[Stored data]
╔══

PR #111, opened 2016-12-14
Refactor Sampler interface

vprithvi:
In preparation for per operation sampling, 

- `Sampler#isSampled` takes in an operation name
- `Sampler#isSampled` returns a `SamplingStatus` which contains tags
- `Sampler#getTags` is removed

### DIFF
--- a/jaeger-core/src/main/java/com/uber/jaeger/samplers/ConstSampler.java
+++ b/jaeger-core/src/main/java/com/uber/jaeger/samplers/ConstSampler.java
@@ -51,13 +51,8 @@ public class ConstSampler implements Sampler {
    * @return A boolean that says whether to sample.
    */
   @Override
-  public SamplingStatus getSamplingStatus(String operation, long id) {
+  public SamplingStatus sample(String operation, long id) {
     return SamplingStatus.of(decision, tags);
-  }
-
-  // Visible for testing
-  Map<String, Object> getTags() {
-    return this.tags;
   }
 
   @Override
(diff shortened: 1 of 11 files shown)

╚══

» What to work on: The word "core" appears in how many lines of the records? Give the number only.

» Finished task: 2